O comandante comenta, ainda, que o decreto favorece ao poder público para fazer contratações emergenciais, além de permitir o acesso a recursos federais. Ainda neste domingo, a Justiça Federal em Pernambuco determinou que a União adote medidas como a instalação de barreiras e a distribuição de equipamentos de proteção para conter o avanço das manchas de óleo. A decisão, o juiz Augusto Cesar de Carvalho Leal, acatou ao pedido do Ministério Público Federal (MPF), em caráter de urgência.

"Esta decisão obriga a União, no prazo de 24 horas, a fazer todo o procedimento, todas as providências focadas na contenção. A decisão do juiz dá prioridade justamente para as áreas mais sensíveis, que são os recifes de corais, o manguezal e os estuários", declara o procurador Geral do Estado, Ernani Medicis.
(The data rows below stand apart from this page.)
PR #1, opened 2019-10-07
internal/age: add x25519KeySize constant to replace repeated integer literals

mdlayher:
Signed-off-by: Matt Layher <mdlayher@gmail.com>

A quick tidy up to replace some "magic numbers" that appear in various places in the X25519 code.

### DIFF
--- a/internal/age/x25519.go
+++ b/internal/age/x25519.go
@@ -20,10 +20,13 @@ import (
 	"golang.org/x/crypto/hkdf"
 )
 
-const x25519Label = "age-tool.com X25519"
+const (
+	x25519Label   = "age-tool.com X25519"
+	x25519KeySize = 32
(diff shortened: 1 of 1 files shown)


moritzdietz:
Maybe I have this wrong, but didn't he specifically leave those values to the fixed 32?

FiloSottile:
Yeah, I went back and forth a couple times on this but I really don't like `[x25519KeySize]byte`.

To solve the impasse, I am just switching us to a prototype of golang/go#32670.

Depado:
> Maybe I have this wrong, but didn't he specifically leave those values to the fixed 32?

This is the very definition of a magic number. [See this for reference](https://en.wikipedia.org/wiki/Magic_number_(programming))

PR #5, opened 2019-10-08
.travis.yml: enable Travis-CI

FiloSottile:


.travis.yml
```diff
@@ -0,0 +1,5 @@
+os: linux
+arch: arm64
```
dmitshur: Is using arm64 instead of amd64 intentional?

FiloSottile: Yes, it's irrelevant to the tests, but the new Travis-CI arm64 containers spin up much faster, so there's less wait.

PR #12, opened 2019-10-09
 update readme - added more badges

anatolyyyyyy:
I think it's good idea - add some useful badges


FiloSottile:
Thank you for the PR. I think these are relevant to age developers, not users, so I prefer not having them on the user-facing README.

PR #16, opened 2019-10-25
Add manpage

The-King-of-Toasters:
I showed this off in your last twitch stream, so I might as well make a pull request to make it official. I also remove the reference to `gpg(1)` ;).

Some questions:

 - The manual does not currently contain any copyright preamble. Should I assign copyright to Google like the source files?
- I have omitted the `-aliases` flag as it's not described in the spec. My understanding is that `age -aliases filippo` prints the key for `filippo` and `age -aliases filippo key` modifies the key for `filippo`.
- I haven't documented the `keys.txt` file as I'm unsure of its contents. Will it only contain age keys generated with `-G`, or other key types?

As for the options, I have my own private fork that uses `-G` for key generation, `-D` for decryption and `-A` for alias stuff. I prefer this as it retains the classic UNIX argument style, which the same style used by `signify`/`minisign`. But if you're firm on the existing flags then I don't really mind.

O procurador acrescenta que a decisão prevê uma multa de R$ 50 mil à União e ao Ibama, caso não haja o cumprimento. "Registrou-se, na decisão, que as providências que até então estavam sendo adotadas pelo Governo Federal se mostravam providências pequenas, mais paliativas do que o necessário para o enfrentamento desta catástrofe, deste desastre, que é muito grande".

Críticas ao Governo Federal

A atuação do Governo Federal diante da crise ambiental que ocorre nos Estados do Nordeste também foi alvo de críticas por parte do secretário de Meio Ambiente e Sustentabilidade de Pernambuco, José Bertotti. Ele fala que, na última quinta-feira fez um ofício para o ministro do Meio Ambiente, Ricardo Salles, solicitando boias de contenção. De acordo com ele, o Salles acusou o recebimento, mas não deu resposta. Bertotti também critica a posição do presidente Jair Bolsonaro.

"Em nenhum momento o presidente da República teve um gesto para com os governadores do Nordeste, para que pudesse fazer um plano de ação concreto, para isto que hoje, segundo o almirante e comandante, é um dos maiores acidentes de petróleo ocorrido no ocidente. Então, é importante que o presidente da República ouça o que fala um almirante. E que ele caia em si e tenha clareza que nós tivemos hoje um grande crime ambiental cometido e precisamos fazer a contenção deste crime", relata o secretário.